Entries provided:
PR #584, opened 2024-11-26
[18.0][MIG] l10n_fr_siret + add glue module l10n_fr_siret_account

### LINKED ISSUE #38: l10n_fr_siret: unrequired dependency on account
It would be great if we could split a bit l10n_fr_siret to remove the dependency on account. 

We have one customer at least who would like to record a SIRET number on partners but does not wish to pay an Enterprise Contract for accounting which he is not going to use.

alexis-via:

Task brief:
Looking at the data above, show all lines where the word "would" occurs.

Answer space:
It would be great if we could split a bit l10n_fr_siret to remove the dependency on account. 
We have one customer at least who would like to record a SIRET number on partners but does not wish to pay an Enterprise Contract for accounting which he is not going to use.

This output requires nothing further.